- Abbreviation: ALD
- Leader: Aye Tha Aung
- Founded: 27 September 1989 8 January 2017 (split from ANP)
- Split from: Arakan National Party (2017)
- Headquarters: 373 Lower Pazundaung Road, Pazundaung Township, Yangon
- Ideology: Rakhine interests
- Seats in the Amyotha Hluttaw: 1 / 224
- Seats in the Pyithu Hluttaw: 0 / 440
- Seats in the Rakhine State Hluttaw: 4 / 47

Party flag

Website
- www.aldarakan.org

= Arakan League for Democracy =

The Arakan League for Democracy (ရခိုင်ဒီမိုကရေစီ အဖွဲ့ချုပ်; abbreviated ALD) is a political party active in Rakhine State, Myanmar (Burma).

==History==
The ALD was founded on 27 September 1989, in Yangon, and it was registered with the election commission on 2 October 1989. It contested 25 seats in the 1990 general elections, receiving the majority of the vote at the Rakhine State. Nationally it received 1.2% of the vote, winning 11 seats, making it the third-largest party. However, the ALD was banned by the military government on 6 March 1992. The co-founder of ALD, U Oo Tha Tun was arrested in Sittwe and later died in the prison which further weakened the party.

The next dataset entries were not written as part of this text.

Issue #823, opened 2017-09-25
Support Client and Server side encryption


aead:
Currently minio-go supports only client-side encryption (and only a "insecure" AWS compatible version). The client and server-side encryption should be unified. Further the minio-go API should be provided functions like GetEncryptedObject and PutEncryptedObject (and the file-based equivalents).

aead:
#830 is marked as high priority but recent changes of SSE-C require some conceptual changes to the PR @harshavardhana proposed to split PR to get the 4.0.0 release out.
I agree that we may can define the API in advance (to avoid breaking changes) and later add additional implementations. (Of course we would not release just the API but maybe defer different implementations (AES-CBC vs. DARE))

One important API change I would like to see in the 4.0 release is:
`GetEncryptedObject(bucket, object, password string) (Object, error)` (also for PUTs)
This would make encryption **much** easier for users - they even don't need to import the `pkg/encrypt` package anymore.
Further `Get/PutObjectOptions` need two different fields (one for SSE and one for CSE) because clients can use SSE and CSE at the same time.
There is bunch of other stuff to do - so is 4.0 release that important to break issue/PR into parts @deekoder ?

harshavardhana:
> There is bunch of other stuff to do - so is 4.0 release that important to break issue/PR into parts @deekoder ?

4.0 release here is blocking mint release @aead  - that is one of the reasons why i asked you to split PRs.

aead:
I see - Okay I try to get this PR (re-viewable / ready-to-merge) this week. Will split it into API and functionality...

harshavardhana:
We are going to make 4.0.0 anyways, we can make 5.0.0 if we break the API.

aead:
Close - See #883

PR #824, opened 2017-09-25
refactor GET object operations

aead:
This change refactors get-object calls to take GetOptions.
This is required to use client and server side encryption within
minio-go.

Updates #823

### DIFF
--- a/api-get-object-context.go
+++ b/api-get-object-context.go
@@ -19,6 +19,7 @@ package minio
 import "context"
 
 // GetObjectWithContext - returns an seekable, readable object.
-func (c Client) GetObjectWithContext(ctx context.Context, bucketName, objectName string) (*Object, error) {
-	return c.getObjectWithContext(ctx, bucketName, objectName)
+// The options can be used to specify the GET request further.
+func (c Client) GetObjectWithContext(ctx context.Context, bucketName, objectName string, opts GetObjectOptions) (*Object, error) {
+	return c.getObjectWithContext(ctx, bucketName, objectName, opts)
 }
--- a/api-get-object-file.go
+++ b/api-get-object-file.go
@@ -21,23 +21,34 @@ import (
 	"os"
 	"path/filepath"
 
+	"github.com/minio/minio-go/pkg/encrypt"
+
 	"context"
 
 	"github.com/minio/minio-go/pkg/s3utils"
 )
 
 // FGetObjectWithContext - download contents of an object to a local file.
-func (c Client) FGetObjectWithContext(ctx context.Context, bucketName, objectName, filePath string) error {
-	return c.fGetObjectWithContext(ctx, bucketName, objectName, filePath)
+// The options can be used to specify the GET request further.
+func (c Client) FGetObjectWithContext(ctx context.Context, bucketName, objectName, filePath string, opts GetObjectOptions) error {
+	return c.fGetObjectWithContext(ctx, bucketName, objectName, filePath, opts)
 }
 
 // FGetObject - download contents of an object to a local file.
-func (c Client) FGetObject(bucketName, objectName, filePath string) error {
-	return c.fGetObjectWithContext(context.Background(), bucketName, objectName, filePath)
+func (c Client) FGetObject(bucketName, objectName, filePath string, opts GetObjectOptions) error {
+	return c.fGetObjectWithContext(context.Background(), bucketName, objectName, filePath, opts)
+}
+
+// FGetEncryptedObject - Decrypt and store an object at filePath.
+func (c Client) FGetEncryptedObject(bucketName, objectName, filePath string, materials encrypt.Materials) error {
+	if materials == nil {
+		return ErrInvalidArgument("Unable to recognize empty encryption properties")
+	}
+	return c.FGetObject(bucketName, objectName, filePath, GetObjectOptions{Materials: materials})
 }
 
 // fGetObjectWithContext - fgetObject wrapper function with context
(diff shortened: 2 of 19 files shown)


poornas:
travis fail - your examples need to be updated.

aead:
Oh, yes, thanks @poornas :+1:

api-stat.go
```diff
@@ -81,20 +81,19 @@ func extractObjMetadata(header http.Header) http.Header {
 }
 
 // StatObject verifies if object exists and you have permission to access.
-func (c Client) StatObject(bucketName, objectName string) (ObjectInfo, error) {
+func (c Client) StatObject(bucketName, objectName string, opts GetOptions) (ObjectInfo, error) {
```
poornas: Api.md needs to document this.

api-get-object-context.go
```diff
@@ -19,6 +19,6 @@ package minio
 import "context"
 
 // GetObjectWithContext - returns an seekable, readable object.
-func (c Client) GetObjectWithContext(ctx context.Context, bucketName, objectName string) (*Object, error) {
-	return c.getObjectWithContext(ctx, bucketName, objectName)
+func (c Client) GetObjectWithContext(ctx context.Context, bucketName, objectName string, opts GetOptions) (*Object, error) {
+	return c.getObjectWithContext(ctx, bucketName, objectName, opts)
```
poornas: needs documentation update for GetObjectWithContext and FGetObjectWithContext

api-get-options.go
```diff
@@ -19,81 +19,98 @@ package minio
...
 )
 
-// RequestHeaders - implement methods for setting special
-// request headers for GET, HEAD object operations.
-// http://docs.aws.amazon.com/AmazonS3/latest/API/RESTObjectGET.html
-type RequestHeaders struct {
-	http.Header
+// GetOptions are used to specify additional headers or options
+// during GET requests.
+type GetOptions struct {
```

On 6 April 2012, the ALD was allowed to be re-established as a political party by the Union Election Commission, as its application complied with the law and rules of the election commission. In November, members of the ALD claimed that they had been threatened by local authorities with the abolition of the party, due to an alleged recruitment membership fraud.

On 17 June 2013, The Rakhine Nationalities Development Party (RNDP) and the Arakan League for Democracy signed an agreement to merge under the name Arakan National Party (ANP). With the formation of the new party, the Arakan League for Democracy was officially dissolved on 6 March 2014.

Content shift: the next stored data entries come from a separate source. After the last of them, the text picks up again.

PR #827, opened 2017-09-26
Fix preSign signature calculation to honor resource lists.

### LINKED ISSUE #825: pkg/s3signer: PreSignV2 is encoding all query params erroneously
The subresources that must be included when constructing the CanonicalizedResource Element are acl, lifecycle, location, logging, notification, partNumber, policy, requestPayment, torrent, uploadId, uploads, versionId, versioning, versions, and website.

http://docs.aws.amazon.com/AmazonS3/latest/dev/RESTAuthentication.html#RESTAuthenticationQueryStringAuth

harshavardhana:
Currenlty we used to sign all the query parameters, this
is not in accordance with AWS S3 spec. We should only
canonicalize query params which are present in resouce list.

Fixes #825

### DIFF
--- a/pkg/s3signer/request-signature-v2.go
+++ b/pkg/s3signer/request-signature-v2.go
@@ -76,7 +76,7 @@ func PreSignV2(req http.Request, accessKeyID, secretAccessKey string, expires in
 	}
 
 	// Get presigned string to sign.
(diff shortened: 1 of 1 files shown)


harshavardhana:
@vadmeste @krisis waiting on your reviews.

PR #1201, opened 2019-12-10
add maxRetry in NewWithOptions

illi-j:
This PR add `maxRetry` in the `Client` and `Options`  for indicates how many times we can retry the request


harshavardhana:
This is not needed, you can just set minio.MaxRetry in your init() function, let's not add new options with prior discussion on https://slack.minio.io

PR #1215, opened 2020-01-16
fix: allow configurable part size with -1 content-length

### LINKED ISSUE #1214: So this workaround with custom `PartSize` should work?
> This can be definitely reduced by using the PartSize as mentioned by @klauspost so if you did override the auto calculation by specifying a part size - you have to assume that your total upload size automatically reduces based on the part size.

@harshavardhana so this workaround with custom `PartSize` should work? I'm getting error with it
```go
t := time.Now().Add(retention)
opts := minio.PutObjectOptions{
    RetainUntilDate: &t,
    ContentType:     "text/csv",
    PartSize:        64 * 1024 * 1024,
}
_, err := client.PutObjectWithContext(ctx, "bucket", "key", reader, -1, opts)
if err {
    log.Fatal(err)
}
```
```
Part size * max_parts(10000) is lesser than input objectSize.
```

_Originally posted by @tetafro in https://github.com/minio/minio-go/issues/1176#issuecomment-562472216_

harshavardhana:
Fixes #1214

### DIFF
--- a/api-put-object-common.go
+++ b/api-put-object-common.go
@@ -107,7 +107,7 @@ func optimalPartInfo(objectSize int64, configuredPartSize uint64) (totalPartsCou
 
 		partSizeFlt = float64(configuredPartSize)
 		if unknownSize {
-			// If input has unkown size and part size is configured
+			// If input has unknown size and part size is configured
 			// keep it to maximum allowed as per 10000 parts.
 			objectSize = int64(configuredPartSize) * maxPartsCount
 		}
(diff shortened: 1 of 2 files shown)


api-put-object-common.go
```diff
@@ -100,7 +104,13 @@ func optimalPartInfo(objectSize int64, configuredPartSize uint64) (totalPartsCou
 			err = ErrInvalidArgument("Input part size is bigger than allowed maximum of 5GiB.")
 			return
 		}
+
 		partSizeFlt = float64(configuredPartSize)
+		if unknownSize {
+			// If input has unkown size and part size is configured
```
krisis: typo:
```suggestion
			// If input has unknown size and part size is configured
```

harshavardhana:
@poornas PTAL

PR #1218, opened 2020-01-20
fix: let net/http handle rootCAs properly by default

### LINKED ISSUE #1191: Not able to connect to server with SSL on Windows
When I try to connect to the test server with SSL as in the example in the README I get the following error (without SSL it works)
`Get https://play.min.io/: x509: certificate signed by unknown authority`

I found that it was the `crypto/x509.Verify` function that threw it. 
On line [749](https://github.com/golang/go/blob/acf3ff2e8a0ee777a35b42879c90a1d5a130988f/src/crypto/x509/verify.go#L749) of the `crypto/x509.Verify` function there is a check to use Windows own verification if `rootCAs` is nil.

The problem is that in [DefaultTransport](https://github.com/minio/minio-go/blob/7bb4ac4dfa8be91227211bca4c0386e591d828b5/transport.go#L62) the `rootCAs` is set to an empty pool and causing it not to use the Windows verify function.

I tested this by adding this code and I can successfully connect to the server and other servers:
```go
if runtime.GOOS == "windows" {
	transport, _ := minio.DefaultTransport(true)
	transport.(*http.Transport).TLSClientConfig.RootCAs = nil
	api.SetCustomTransport(transport)
}
```

harshavardhana:
Fixes #1191

### DIFF
--- a/transport.go
+++ b/transport.go
@@ -21,7 +21,6 @@ package minio
 
 import (
 	"crypto/tls"
-	"crypto/x509"
 	"net"
 	"net/http"
 	"time"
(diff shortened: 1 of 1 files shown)


vadmeste:
I guess that code was copied from mc but it is true it is not needed in minio-go, only mc needs it because mc loads certificates from `.mc\certs\CAs` which makes it hard to support both Windows local CA store & CAs in `.mc\certs\CAs`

On 8 January 2017, former leaders of the ALD announced that they were splitting from the ANP and were re-registering with the Union Election Commission for the 2020 elections, citing internal issues and RNDP dominance in the ANP as the reasons for the split. As of 5 October 2017, five members of parliament — four state Hluttaw members and one Amyotha Hluttaw member — have resigned from the Arakan National Party and joined the re-registered Arakan League for Democracy.